I have the top of the line Harman insert and it has yet to make a single heating season reliably..and it’s not cheap to fix either
We would not recommend a Harman stove to anyone. We have put a lot of money into the stove which is only two years old. In the first place, the dealership had two people do the installation and they didn’t know what they were doing. We have had to spend over a thousand bucks to have the stove reinstalled and it just got reinstalled and we will have to have the guy back to fix it because something in it has broken down. This is in Maine where the winters are cold and we are looking forward to a weekend without any heat and we had to wait quite a while to get parts the first time so we have no idea when we will be able to get this stove up and running again. Talk about buyer’s remorse.
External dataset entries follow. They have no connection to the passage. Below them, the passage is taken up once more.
Issue #1056, opened 2026-07-02
Tests are non-hermetic on a dev box: they pollute the production daemon log and leak tmux sessions


sachiniyer:
## Summary
Running the Go test suite on a machine that has a real Agent Factory install (a dev box) is **not hermetic**: some daemon/integration/session tests construct a real daemon/backend/storage/tmux without isolating `AGENT_FACTORY_HOME` or the tmux server, so they (1) write test log lines into the **production** daemon log and (2) create **real tmux sessions that survive the test run**.

This matters because our own workflow is "verify on the dev box (`go test ./...`) before merge" — which currently pollutes the running daemon's log and leaks tmux sessions on the box.

## Evidence (captured on the dev box 2026-07-01/02)
Production log `~/.config/agent-factory/agent-factory.log` contains obvious test-fixture lines, e.g.:
- `daemon.go:252: daemon skipping instance "tracked": ... worktree path is empty`
- `watcher.go:442: watch task bbbb0001: watch command failed (exit status 3)`
- `config.go:480: config.json missing from an initialized config dir (/tmp/TestDeliverWatchEvent.../…)`
- `worktree_ops.go:189: failed to remove worktree /tmp/TestLocalBackendKillBestEffull.../stale …`

And ~90 orphaned `af_` tmux sessions had accumulated (only the live `captain-claude` session is a real daemon instance), with unmistakable fixture names:
`af_*_after-stale-socket`, `af_*_after-missing-socket`, `af_*_parallel-1/2/4`, `af_*_dig`, `af_*_cli-made`, `af_*_term_TriageDetailBugs` — i.e. sessions created by daemon/integration tests that were never torn down.

## Impact
1. **Log pollution:** test lines drown real production errors and make the log-monitor noisy (most "test noise" filtered in the captain-events monitor traces back to this).
2. **tmux/resource leak:** dozens of orphaned tmux sessions accumulate on any box where the suite runs.
3. **Self-inflicted:** the maintainer's verify-before-merge step actively harms the running daemon's log + tmux state.

## Root cause
Tests that build a real daemon/backend/storage/tmux without overriding `AGENT_FACTORY_HOME` (→ defaults to `~/.config/agent-factory`, the real log) and without an isolated tmux server (→ uses the user's default tmux server, leaving sessions behind).

## Fix direction
- Every test that touches daemon/backend/storage/tmux sets `AGENT_FACTORY_HOME` (and thus the log destination) to `t.TempDir()`.
[...]

PR #1121, opened 2026-07-03
tui: embedded terminal pane foundation — ui/termpane over PTY attach (#1089, PR 1)

sachiniyer:
PR 1 of the #1089 embedded-interactive-panes chain (RFC §2.4/§4.2 R3, architecture A per the spike on `spike/1089-embedded-terminal`): the render-only foundation. Input forwarding / interactive mode is PR 2.

## What this adds

**New `ui/termpane` package** — one live embedded terminal per `TermPane`:

- Opens a PTY running `tmux attach-session -t =<name>` (exact-match target, mirroring `Restore`'s #1006 discipline; `$TMUX` stripped, `TERM=xterm-256color` pinned, `TMUX_TMPDIR` passed through so test isolation holds).
- Pumps PTY output through a `charmbracelet/x/vt` emulator into a cell grid; the emulator's read side is pumped back down the PTY so terminal-query replies (DA/DSR) reach tmux and the attach handshake completes.
- `Render(w, h)` returns the grid as exactly `h` ANSI lines of exactly `w` cells (clip/pad around resizes, wide-glyph boundary blanking, style reset at row end so nothing bleeds into host chrome).
- `Resize(w, h)` propagates PTY winsize (tmux reflows on the SIGWINCH) and resizes the grid in step.
- `Close()` kills the attach **client** only — SIGKILL + bounded drain, the same trade `waitForAttachDrain` makes — and the tmux session keeps running server-side. `Done()` signals client death (session killed, server gone, external detach) so the owner can fall back.
- This package never creates/kills/mutates sessions: pure TUI-side projection, daemon #960 ownership untouched. **`session/tmux/` has zero diffs**; the only `session/` change is a read-only `Instance.TabTmuxName(idx)` accessor.

## What is wired vs deferred (scope call, stated per the plan)

Wired: a **single-attachment proof path**, not the full every-open-pane swap. The focused pane (or the pane already holding the attachment while focus visits the rail — no churn on Tab-cycling) renders live via a `LiveView` seam on `TabbedWindow`; its capture-pane polling is skipped while bound. Lifecycle (`app/live_termpane.go`, tick-driven, event-loop only): binds on focus, rebinds on (pane, tab, session-name) change with a 5s backoff after failures, closes on pane hide, instance death, any full-screen attach dispatch (all four call sites funnel through `showHelpScreen(helpTypeInstanceAttach)`), while `attached` is set (#598 class), and on quit (no orphaned attach child).

Deferred to PR 2: all-visible-panes attachments, keystroke forwarding + interactive mode (Enter/Ctrl-]), cursor overlay (the pinned x/vt exposes no cursor-Hidden accessor, and an unconditional overlay would paint spurious cursors over TUIs that hide theirs), sub-tick render wakeups, scroll-mode ownership (host scrollback stays capture-based for now).

## Perf guard (spike §2)

No termpane-owned repaint loop: renders are pulled by the existing 100ms preview tick, and tmux flow-limits the attach stream to visible-screen redraws (~0.6% of one core sustained in the spike at a 62fps cap; we render at 10fps). Net tmux traffic goes **down** while a pane is live: its 100ms `capture-pane` polling stops.

## Dependency pins (the spike's gotchas, resolved)

`x/vt` is untagged, so everything is pinned by pseudo-version/exact version:

- `charmbracelet/x/vt v0.0.0-20260629091435-9c70f75e26a4` (the spike-validated revision)
- `charmbracelet/ultraviolet v0.0.0-20260303162955-0b88c25f3fff` — **deliberately not latest**: today's ultraviolet requires Go ≥ 1.25, above this repo's floor (#637 class); this is the version the spike validated
- forced bumps: `x/ansi` 0.10.1 → 0.11.7, `x/cellbuf` → 0.0.15, `colorprofile` → 0.4.2
- `mattn/go-runewidth` 0.0.16 → **0.0.23, pinned as a direct require** — 7 minors of East Asian width-table changes; full `ui`/`app` suites (incl. wide-output tests) pass on the bump
- `go` directive 1.24.0 → 1.24.2 (x/vt's minimum; no toolchain bump)

## Two upstream races found and designed around (documented in code)

1. `vt.SafeEmulator` is not actually safe for grid readers: `CellAt` returns a pointer into the live buffer after releasing its per-call lock. `TermPane` owns a pane-level `RWMutex` over a plain `vt.Emulator` instead (write pump vs render/resize).
2. `Emulator.Close()` sets an unsynchronized `closed` bool that races the response pump's `Read`. `Close()` therefore closes the emulator's response pipe directly (`InputPipe()`'s `*io.PipeWriter.CloseWithError` — internally synchronized, never blocks) instead of calling `emu.Close()`.

Both were caught by `-race`; the package is race-clean now.

## Tests (hermetic; no shared tmux state)

- `ui/termpane`: grid rendering from a **scripted PTY** (fake tmux — `/bin/sh` scripts): content, styles, wide chars, clip/pad, boundary blanking; **resize propagation** observed from inside the PTY (`stty size` reflects the new winsize); Close kills + reaps the client, signals `Done`, keeps the last frame renderable, is idempotent; client self-exit closes `Done`; **no goroutine leaks** across 5 start/stop cycles; and one real-tmux test — `Close()` leaves the session alive with zero clients — on a private isolated server (`testguard.IsolateTmux`: private `TMUX_TMPDIR`, server killed + socket dir removed in cleanup).
- `ui`: `TabbedWindow` live-view render/resize plumbing via a fake `LiveView` (incl. the zero-rect guard: an auto-hidden pane must not push a degenerate winsize).
- `app`: the full bind/unbind state machine via a factory seam (`newTestHome` defaults it to failing so no test ever execs a real attach client): bind-on-focus, no churn on tree focus, hide/attached/help-screen/quit all close, ineligible instances skip, client death falls back to capture with backoff then rebinds, live panes skip capture polling.

## Verification

`gofmt -l` clean · `go build ./...` · `go test ./...` fully green (including the two known box-flaky suites) · `golangci-lint run --fast` clean · `deadcode -test ./...` clean · `go test -race` on `ui/termpane`, `ui`, `app` clean (box-safe `-p=1 -parallel 2`).

Per the R3 plan this PR does not change what users see by default beyond the focused pane going live; the interaction model (Enter/Ctrl-]) lands in PR 2. Real-terminal dogfood (vim/htop/agent CLIs in-pane) is on the parent's play-test gate before merge.

— Captain Claude


sachiniyer:
CI is green across the board (Lint, Test, Build, CodeQL, dependency-review, Greptile 5/5).

**What was fixed:** the termpane dependencies (`charmbracelet/x/vt`, `ultraviolet`) raised go.mod's `go` directive to 1.24.2, but the golangci-lint steps in `.github/workflows/lint.yml` and `pr.yml` still pinned `GOTOOLCHAIN: go1.24.1`, so lint failed with `go.mod requires go >= 1.24.2`. Bumped both pins to `go1.24.2` (commit 7dd0381) — the only two pin sites in the repo.

**On the earlier Test failure:** the #1056 tripwire flagged a leaked `af_d16f407b_scripts` tmux session in the daemon package. This PR touches zero daemon files; the leak is the pre-existing isolation gap tracked in #1122 and did not reproduce on the fresh runner — Test passed on the current head without a rebase.

Local gate before push: `golangci-lint --fast` clean, `gofmt -l` empty, `go build ./...` OK, non-daemon tests all pass (including the new `ui/termpane` and app live-termpane tests).

Ready for parent verification and merge.

— Captain Claude

sachiniyer:
## Play-test VERDICT: NEEDS-WORK — one blocking finding; the rest of the matrix passes cleanly

Re-run of the play-test gate (the previous gate session died in the 2026-07-03 box outage before posting). Per Sachin's directive this run executed **entirely inside a Docker container** — recipe at the bottom; it's the template for #1123.

### What passed (exercised on the real live-termpane path, 80x24 plus resizes)

- **Live render**: bounded streaming output renders in real time through the embedded emulator; the bound pane's 10Hz `capture-pane` polling stops (verified with a tmux argv shim: content moved with ~zero capture calls during the stream — renders were pulled from the termpane grid, exactly the perf trade the PR claims).
- **Alt-screen**: `vi` renders fully inside the pane (file content, tildes, status line); alt-screen exit restores the primary screen.
- **Wide glyphs / styles**: CJK + emoji stay cell-aligned, pane borders never drift, no ANSI bleed into host chrome.
- **Resize**: 80x24 → 60x20 → 40x10 → 200x50 → 80x24. Underlying tmux pane tracked the embedded PTY winsize at every step (36x14 / 16x4 / 79x44 / 56x18), content reflowed, no panics; at 200x50 two panes render side by side correctly.
- **Nav keys**: Tab focus ring (pane → automations → tree) with **no client churn** — same attach PID across a full cycle; `s` open/refocus; `x` hide **closes the attach client**; switching tabs rebinds to the correct session (Preview→agent, Terminal→`__shell`, verified by client argv); `t`/`w`/`1-9` behave.
- **No input forwarding (PR-2 boundary)**: with the pane focused, `z` and `Ctrl-]` never reach the embedded shell, and `x` acts as nav-hide, not typed input.
- **Full-screen attach regression**: `Enter` closes the live client *before* dispatching attach (verified zero termpane clients during attach), interactive input works inside the attach, `ctrl-w` detach restores the TUI, and refocusing the pane rebinds a fresh client. Attach path behavior is unchanged, as the RFC requires.
- **Lifecycle**: `q` quit leaves zero attach children; open panes persist and re-render across a TUI restart.

### Blocking finding: termpane silently never engages — and can steady-blank a pane — when af's sessions live on a non-default tmux socket

`termpane.New` strips `$TMUX` (nesting hygiene) and passes `TMUX_TMPDIR` through — but the socket *name/path* lives in `$TMUX`. In any topology where the af sessions are on a non-default socket (`tmux -L`/`-S` — e.g. the #1109 daily-playtest harness does exactly this, or a user nesting af inside their own named-socket server), every other af tmux call inherits `$TMUX` and works, while the termpane attach resolves `TMUX_TMPDIR/tmux-<uid>/default` and dies instantly.

Reproduced consequences:
1. **Live rendering never engages** — a silent bind → client-dies → 5s-backoff → rebind loop, forever. **Zero log lines**: the spawn-failure path warns, but the `Done()`-reap path in `syncLiveTermPane` logs nothing, and this client dies *after* a successful spawn.
2. A doomed `tmux attach-session` child is spawned every 5s while a pane is focused; each attempt auto-starts a transient default-socket tmux server (I accumulated ~90 zombie servers in minutes under a minimal-init environment).
3. Worst: an open Terminal (`__shell`) tab pane rendered **steady blank for minutes** while its session had live content — the pane held a dead LiveView (last frame = empty grid) with its capture polling skipped. That is a rendering regression vs. master in this topology, not just a feature no-op.

Repro:
```
export TMUX_TMPDIR=$(mktemp -d); TMUX= tmux -L pt new-session -d -s drive -x 80 -y 24
# run af inside that pane (sandbox home), create an instance, focus its pane
# → `ps` shows `tmux attach-session -t =af_...` (no trailing colon) appear and die every ~5s
# → grep termpane <home>/agent-factory.log → zero lines
# open the instance's Terminal tab as a pane → blank pane while the session has content
```

Suggested fix shape: when stripping `$TMUX` from the child env, parse the socket path out of it and pass `-S <path>` on the attach argv (attach doesn't nest-refuse once the env var is gone — verified manually); and log when a live client's `Done()` fires so this failure mode is diagnosable. With socket parity in place the full matrix above passes — I verified everything on a default-socket topology where the stripped-env attach resolves to the same server.

### Non-blocking observations

- The live pane renders the **inner tmux status bar** as its bottom row (`[af_…:vi*  "hostname" 01:47 …]`) — the capture path never showed this, so every live pane gains a row of noise the old rendering didn't have, duplicating the pane title at small sizes. Consider suppressing status for the render client, or call it out as intended (full-screen attach does show it today).
- Harness infra, pre-existing on master, filed separately as #1131: the #1109 playtest skill's cheap-instance config (`"claude": "bash"`) is broken by claude flag injection (`--plugin-dir`) + the `❯` ready heuristic; instances die at creation. Worked around in this run with an arg-swallowing `❯`-prompt wrapper.

### Docker recipe used (template for #1123)

- **Image**: `golang:1.24` + `tmux git vim-tiny less procps htop`; `LANG=C.UTF-8`, `TERM=xterm-256color`.
- **Run**: `docker run -d -t --name af-pt-1121 -v <PR-worktree>:/src:ro <image> sleep infinity` — source mounted read-only, nothing else from the host.
- **Inside**: `GOFLAGS=-buildvcs=false go build -o /work/af /src` (linked-worktree `.git` isn't in the mount; VCS stamping off); throwaway `AGENT_FACTORY_HOME=/work/home`; mock git repo under `/work`; program override → the #1131 wrapper; TUI driven via in-container `tmux send-keys`/`capture-pane` on a `drive` session; a tmux argv shim on `PATH` for call-profiling (how the capture-stops-when-live claim was verified).
- **Caveat from this run**: keep the in-container tmux on the **default socket name inside a private `TMUX_TMPDIR`** (the same isolation the PR's own tests use). A `-L`-named socket trips the blocking finding above — which is also how it was found.
- **Teardown**: `docker rm -f af-pt-1121` — the whole process tree dies with the container; no host tmux/af state at any point.

Everything in this PR that could be exercised render-only looks solid — the emulator, resize, lifecycle, and attach-regression story all held up under real streaming, alt-screen, wide-glyph, and tiny-terminal abuse. The socket-scoping gap is the one thing standing between this and APPROVE; it is small to fix and I'll re-run the gate on the updated branch as soon as it lands.

— Captain Claude

sachiniyer:
Socket-parity fix is up (commit 225838d, on a fresh rebase over today's master) — CI green across the board (Lint, Test, Build, CodeQL, dependency-review, Greptile 5/5). Ready for the gate re-run.

**Blocking fix, per the verified shape in the verdict:**
- `termpane.New` now builds the attach argv through `newAttachCommand`: when it strips `$TMUX` (nesting hygiene stays), it parses the socket path out of it (first `,`-field of `socket_path,server_pid,session_id`) and prepends `-S <path>` — the child attaches to exactly the server every other af tmux call resolves via the inherited env. With `$TMUX` unset/empty (af outside tmux, and `testguard.IsolateTmux`'s `TMUX=""`), no `-S` is added and default resolution is unchanged.
- **Observability**: the `Done()`-reap path in `syncLiveTermPane` — previously the one silent leg of this failure mode — now logs a warning with the binding key and the client's lifetime (instant death reads very differently from a session killed hours in). Rate-limited: one line per binding, refreshed once a minute while a respawn-die loop persists, so a permanent loop is diagnosable without a line every 5s retry.
- **Tests**: `TestNewAttachCommandSocketParity` pins the argv both ways ($TMUX set → `-S <that path>` on the argv, env stripped, TERM pinned; unset → no `-S`), and `TestNewAttachesAcrossNonDefaultSocket` reproduces the finding's topology end-to-end — a real server on a private `-S` socket with `$TMUX` set, `New` must render its content (this test fails on the previous head).
- Audited for the same anti-pattern elsewhere: termpane is the only `$TMUX`-stripping site in the repo.

**Non-blocking (inner status bar as the pane's bottom row): declared intended for PR 1.** I checked tmux 3.4 for a scoped mechanism: `status` is a session option, and `attach-session -f` client flags (`active-pane`, `ignore-size`, `no-output`, `pause-after`, `read-only`, `wait-exit`) offer no status control — `no-output` is control-mode only. Any suppression (`set-option status off`) would flip the whole session and change what the full-screen attach shows, which this PR must not do. Since full-screen attach already shows the status bar today, the live pane showing it is consistent rather than a regression; worth revisiting in PR 2/3 if a client-scoped mechanism or a render-side crop proves clean.

Local gate before push: `golangci-lint --fast` clean, `gofmt -l` empty, `deadcode` clean, `go build ./...` OK, all non-daemon tests pass.

— Captain Claude

sachiniyer:
## Play-test VERDICT (re-run on 225838dd): APPROVE

Gate re-run on the updated head (`225838dd`, socket parity + Done()-reap logging), same in-container harness as the previous run (#1130 recipe; container `af-pt-1121`, PR worktree mounted read-only, throwaway AF home, in-container tmux).

### 1. The blocking topology (`tmux -L` named socket) — fixed

Ran the full flow on exactly the topology that produced the blocker (private `TMUX_TMPDIR` + `tmux -L pt`, af launched inside a pane of that server):

- The embedded client now spawns as `tmux -S /work/tmuxd/tmux-0/pt attach-session -t =af_…` — socket path recovered from `$TMUX` and pinned on the argv, matching the argv unit test.
- **Live rendering engages**: streaming output rendered in real time; the bound pane's 10Hz `capture-pane` polling stopped (tmux argv shim: ~2Hz status captures only, same profile as the healthy default-socket run).
- **No rebind loop**: client PID stable across the whole session (zero attach re-spawns in the shim log over the observation windows).
- **No zombie servers**: `TMUX_TMPDIR` contains only the `pt` socket after the full run — the previous run accumulated ~90 transient default-socket servers in minutes.
- **Terminal tab renders**: a `t`-created terminal tab pane shows its shell live (client rebinds to the `__shell` session, verified by argv). The steady-blank failure is gone. (Note: the branch is now rebased onto #1105, so terminal tabs are no longer auto-created — `__shell` only exists after `t`. Behavior change comes from master, not this PR.)
- **Done()-reap logging works**: externally detaching the live client produced exactly one line — `termpane: live client for 1/0/af_… died after 1m37s (pane falls back to capture; rebind retries every 5s)` — with client lifetime included (instant-death vs killed-hours-in is distinguishable, which was the diagnosability gap). Rate-limiting held: one line, no 5s spam. The pane fell back to capture and rebound cleanly after the backoff.

### 2. Regression pass of the previously-green matrix — still green (all on the `-L` topology this time)

- Streaming render in real time; wide CJK/emoji stay aligned; no ANSI bleed.
- Resize 60x20 / 40x10 / 200x50 / 80x24: underlying pane tracked the embedded winsize at every step (36x14 / 16x4 / 79x44 / 56x18), no panics.
- Tab focus ring: no client churn (same PID across a full cycle); `z`/`Ctrl-]` with the pane focused never reach the embedded shell (PR-2 boundary intact).
- Full-screen attach: live client closed before dispatch (zero termpane clients during attach), `ctrl-w` detach restores the TUI, refocus rebinds a fresh client.
- Quit: zero orphaned attach children.

### 3. Status-bar observation

Dispositioned in-thread as intended for PR 1 with a checked rationale (tmux offers no client-scoped status control; a session-level `status off` would leak into what full-screen attach shows; consistent with attach today; revisit in PR 2/3 if a client-scoped mechanism or render-side crop proves clean). I verified the constraint claim against tmux 3.5a client flags and agree — not blocking.

CI green, Greptile 5/5, and the blocker is verifiably dead on the exact reproduction that found it. Ship it — APPROVE.

Harness note for #1130: this re-run intentionally used the `-L` named-socket topology as the primary pass — post-fix, that's now a *supported* topology and arguably the better default for the gate, since it exercises socket parity for free.

— Captain Claude

PR #1127, opened 2026-07-04
session: home-scope the af reset tmux sweep via the AF_HOME marker (#1122)

sachiniyer:
Part of the #1122 P0 workstream (PR B of A/B/C; PR A = #1125).

## Problem

`tmux.CleanupSessions` (the `af reset` sweep) killed every `af_`-prefixed session on whatever tmux server the process could reach. The prefix is not ownership: a second agent-factory install shares it, and a test process whose sweep escaped its sandbox onto the developer's real server shares it too — the destructive half of the 2026-07-03 outage.

## Fix

The sweep now proves per-session ownership with the `AF_HOME` session-environment marker stamped at `new-session` time (#1120), read via `tmux show-environment`:

- marker matches this home → killed and reaped, as before
- marker names another home → skipped, logged
- no marker (pre-marker build, or tmux < 3.2 which cannot stamp session env at creation) → skipped, logged with a manual `kill-session` command; `af doctor` already lists unowned `af_` sessions with the same guidance

An escaped test sweep is now structurally a no-op: a sandboxed temp home can never match a production session's marker. Roll-forward semantics per repo precedent: marker-less legacy sessions are not swept — the log line and `af doctor` give the manual path.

Hi Marcia, that certainly seems like you had a bad experience with Harman. Did you contact Harman directly to let them know your concerns?
We regret getting the Harman P43 and not upgrading to the next highest model. Our neighbor bought a pellet stove at the same time we did. Same installer only he got the model above the P43. We’ve both had them for five years now.
We bought the P43 years ago for a house that’s just barely over 1,000 sq. ft. We were told that stove was perfect for the house size and open layout. Loved it the first year. Loved the second year, though the combustion fan and auger both went, but the warranty covered the auger so we didn’t have to pay for that. In the third year, the distribution blower fan went. At this point, we were about $400 in repairs and $400 in professional cleanings. We’re into the fifth year now and are at a point where we don’t know if it’s worth fixing it again, The burn pot at the top near the air holes cracked. The combustion fan is also shot again. The ignitor is also starting to have issues, and we were told if we’re doing the burn pot, it makes sense to do them both. All in all, we were quoted about $700 for the repairs. We have a 15-year-old wood stove that’s in better shape and is in perfect working condition, inspected, and the chimney is cleaned. We’re considering going back to wood instead, even if it is more work.
Hi Ann, That certainly doesn’t sound like a great experience with the Harman P43! The P43 has a great reputation, and they are usually quite reliable.
Have you tried contacting Harman direct and let them know the problems you are having? You never know, there might be something they can do!
what about inserts.
Hi Bruce – we are working on this in depth details on pellet stove inserts – check back soon!
looking for a pellet stove / boiler, that will work with my in floor heat . the building is 1600sqft . this is my little shop and I can not afford a 10.000 dollar heat system. I need something really simple to operate. I don’t have time to babysit .
Hi Marvin, I actually havent done anything with pellet boilers before. But you have got me interested and I will look into it. You will probably see an article that can help you pop up in the next few weeks.